Over the last couple months, McClymonds has attracted nearly $9,000 in contributions and ended the most recent quarter with a cash balance of $34,500.
Some of his notable contributors include Dignity Health CEO Jane Hanson, who gave $500, and $250 from a managing director of JLL Phoenix, a real estate management firm that recently brokered the sale of Chandler Pavilions Mall.
Stewart spent $14,000 this last quarter and collected nearly $14,000 in donations. He also loaned $15,000 of his own money to his campaign.
Some of his donors have included businessmen who have had projects reviewed by the city in recent years.
Jason Weber, a vice president of Maracay Homes, donated $250 to Stewart on June 21 – a month after Council approved Maracay’s plans for a new 86-lot subdivision near McQueen and Chandler Heights roads.
Stewart also got $500 from the founder of Spike Lawrence Ventures, the development firm that made a deal with the city in 2018 to turn a piece of vacant land into the New Square retail complex.
Ellis reported spending $16,700 over the last four months and receiving nearly $20,000 in contributions.
In her final pre-primary report, Ellis disclosed having to refund $500 given to her campaign in July by Hot Pot Carribean Cuisine, a local Jamaican restaurant. Arizona’s campaign finance laws strictly prohibit private businesses from directly donating to a candidate’s campaign.
The Chandler City Clerk’s Office opened an investigation into Ellis’s finances last week after a Chandler resident filed a complaint highlighting multiple donations Ellis got from private entities.
Brizel received about $9,000 in contributions and spent $9,800.
She also has received endorsements and donations from several of the Valley’s law enforcement unions. The Phoenix Law Enforcement Association donated $1,000 to her campaign last quarter and Brizel got contributions from the Glendale and Phoenix firefighter unions.
Harris took in $10,000 this past quarter and spent $7,200 on his campaign.
According to finance reports, Harris notably received a flood of donations on June 26 – the same day he reported on social media that several of his campaign signs had been tampered with and destroyed.
The rest of the primary election for Chandler features few party competitions as candidates for county, legislative and congressional seats prepare for the Nov. 4 ballot battle.
One of the few contests of local interest is a three-way race for the Republican nomination in the 9th Congressional District for a chance to take on incumbent U.S. Rep Greg Stanton.
Chandler City Councilman Sam Huang, whose first term expires at the end of this year, chose not to run for reelection and is instead running in that race.
A formula based on the total number of votes cast in the council elections will determine whether any or three candidates win a seat outright and avoid a runoff election in November.
On Election Day, voted ballots may also be dropped off at City Hall from 6 a.m. to 7 p.m.

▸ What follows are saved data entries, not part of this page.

PR #197, opened 2016-02-25
Don't split webpack error and warning to mutiltple lines

thangngoc89:
``debug`` will do it for us.

This is bad right ?

image


MoOx:
Nice.

PR #1001, opened 2017-04-06
Windows example on GitHub Pages page produces different behaviour

heedfull:
Fixed the Windows example so that it pushes to the remote gh_pages branch as per the macos/linux example.


MoOx:
Thanks!

PR #1004, opened 2017-04-10
Fixed (I think) broken link in this README

joostdecock:
While looking into adding reducers, I noticed the link in this README is broken.
I've updated it with what I think is the correct link, but please double-check.


MoOx:
This was due to a search and replace :)

Issue #779, opened 2016-09-24
HMR not being called on Windows


facelesspanda:
My browser is Chrome, stable version `53.0.2785.116 (Official Build) m (64-bit)` as of now.
OS: Windows 10, latest version (there were even updates this night... I hate the new auto-auto-updates D: )

I wanted to try out Phenomic, so I simply followed the setup guide.

went to a new empty folder, ran these in order and did nothing else:

```
npm i phenomic
```

```
./node_modules/.bin/phenomic setup
```

```
npm install
```

```
npm start
```

My browser page opened, with a stylized list of links to the docs and some posts that are in the boilerplate, so I thought "cool it works"

But then I started editing `content/index.md`, and I noticed nothing was output to the terminal, and no change was reflected in my browser — the dev console also didn't budge.

In small words: no HMR hot loading on windows 10 with the default config.
It must be an upstream issue, but still, it's cool to know here too.

facelesspanda:
Update:
It HMR reloads when my project is not in a path containing any type of brackets, or spaces.
It's a path issue somewhere upstream. Most likely chokidar.

thangngoc89:
Which page are you seeing the posts? Currently, hmr for markdown content only works on pages that contains 1 markdown posts, not the one with mutiple posts, which is filtered with enhanceCollection

facelesspanda:
I'm not sure I understand the question, but it was the boilerplate's homepage index.html file, at the root of the content tree. Though its layout contained a list of posts, its markdown content was updated correctly once my path was free of spaces or brackets. Editing the homepage index.js layout updated the page too. Didn't try editing the title of one of the posts from its own file.

thangngoc89:
I see. I guess this is something we can improve. I use Windows 10 too but I never name a file with spaces or brackets.

facelesspanda:
I have a folder structure where "categories" (like "development", "movies", "programs"...) are named in brackets to appear before any other folder when I sort by name. Never had problems before dealing with CLI tools, because a lot of gui software manage those by simply using the OS's file system management. Here, there are a lot of string manipulation directly between tools like Chokidar or Path, so it's easy to just not know who does what with there paths.

evenkiel:
The PR for #943 resolved the issue. Additionally, there was another solution posted by someone else on that same thread. Hot reloads worked fine for me for all md files after the fix. Please consider applying the fixes from the closed item to address this earlier opened issue.

FWIW, the path I was using had no spaces or special characters.

[...]

PR #1005, opened 2017-04-10
Fix HRM hot reload on windows (#779, #973)

### LINKED ISSUE #973: HMR error when editing markdown files requires a full reload after the first change

micnigh:
Normalize the `__filename` path of the phenomic loader to match webpack context filenames.

Applies fix proposed by @mktange in #974

Fixes #973, #779

### DIFF
--- a/src/loader/index.js
+++ b/src/loader/index.js
@@ -65,7 +65,7 @@ const loader = function(input: string) {
   const dataUrl = resourceUrl + "." + contentHash + ".json"
 
   const metadata = {
-    __filename: relativePath,
+    __filename: pathToUri(relativePath),
     __url: pathToUri("/", url),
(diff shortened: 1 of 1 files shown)


MoOx:
I will trust you on this :)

To vote in person early or on Election Day, registered voters must present identification. A list of acceptable IDs is available at chandleraz.gov/elections, under Frequently Asked Questions.

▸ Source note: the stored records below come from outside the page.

PR #1006, opened 2017-04-18
added www.codepreneur.io entry

codepreneur:
:)


codepreneur:
@MoOx ^

MoOx:
Won't be online quickly are we are freezing v0.x right now to focus on v1 (first public alpha at the end of this month)

PR #1007, opened 2017-04-19
Pass react-router location property to layouts

kennu:
I propose this change to pass on react-router's **location** property to the chosen layout component, so that the layout can access query string parameters and other location information as React properties.

Without this modification, I have had to use getChildContext in AppContainer to pass the location object to the layout, which doesn't work so well with the React property system. My goal is to make it easy to use componentWillReceiveProps() to react to query string changes.

### DIFF
--- a/src/components/PageContainer/component.js
+++ b/src/components/PageContainer/component.js
@@ -24,6 +24,7 @@ type Props = {
   getPage: Function,
   setPageNotFound: Function,
   logger: Object,
+  location: Object,
 }
 
 type Context = {
@@ -281,6 +282,7 @@ class PageContainer extends Component<DefaultProps, Props, void> {
           // head will be overwritten by "page"
           // (since page contains a head when loaded)
           head={ partialPageHead }
+          location={ props.location }
           { ...page }
         />
       )


MoOx:
Why don't you "just" use context in your layouts?

kennu:
There have been various problems and I may not remember all of them. But perhaps biggest one is that I can't see the previous context and react only when a query string parameter changes.

I.e. with properties I can do something like this:

    componentWillReceiveProps(newProps) {
      if (newProps.location.query.userId !== this.props.location.query.userId) {
        this.props.fetchUserProfile(newProps.location.query.userId)
      }
    }

This situation would occur when using a page like /user/ to show different content depending on the query string, and navigating e.g. from /user/?userId=1 to /user/?userId=2. When using context, I'm not sure if componentWillReceiveProps() is even called.

There may be other solutions, but I think that passing the location property from react router to layouts would be all in all quite helpful.

MoOx:
@kennu  we are freezing phenomic 0.x currently since our time and resources are limited for v1. You won't need this in v1 since API is more simple and different. Is this a heart breaker for you?

kennu:
Thanks for thinking about my heart. :-) I have solved this temporarily for myself by hotpatching the module with a single line to pass through the location object. I'll be quite happy to upgrade to 1.0 when the time is right.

It’s too late to request – or even mail – an early ballot. Maricopa County Elections recommends that ballots be returned by mail no later than July 29.
It’s not clear what type of impact the pandemic might have on turnout, but preliminary data shows more than 22,000 early ballots have been cast in Chandler.
County election officials have been taking steps to ensure all residents will still be able to easily vote in a safe environment by requiring poll workers to wear masks and gloves.
The county also is allowing voters to ignore precinct rules and attend any polling place they want on Election Day.
Polls will be open from 6 a.m.-7p.m. and anyone in line at 7 p.m. will be permitted to cast a ballot.
For other polling locations, go to recorder.maricopa.gov/pollingplace.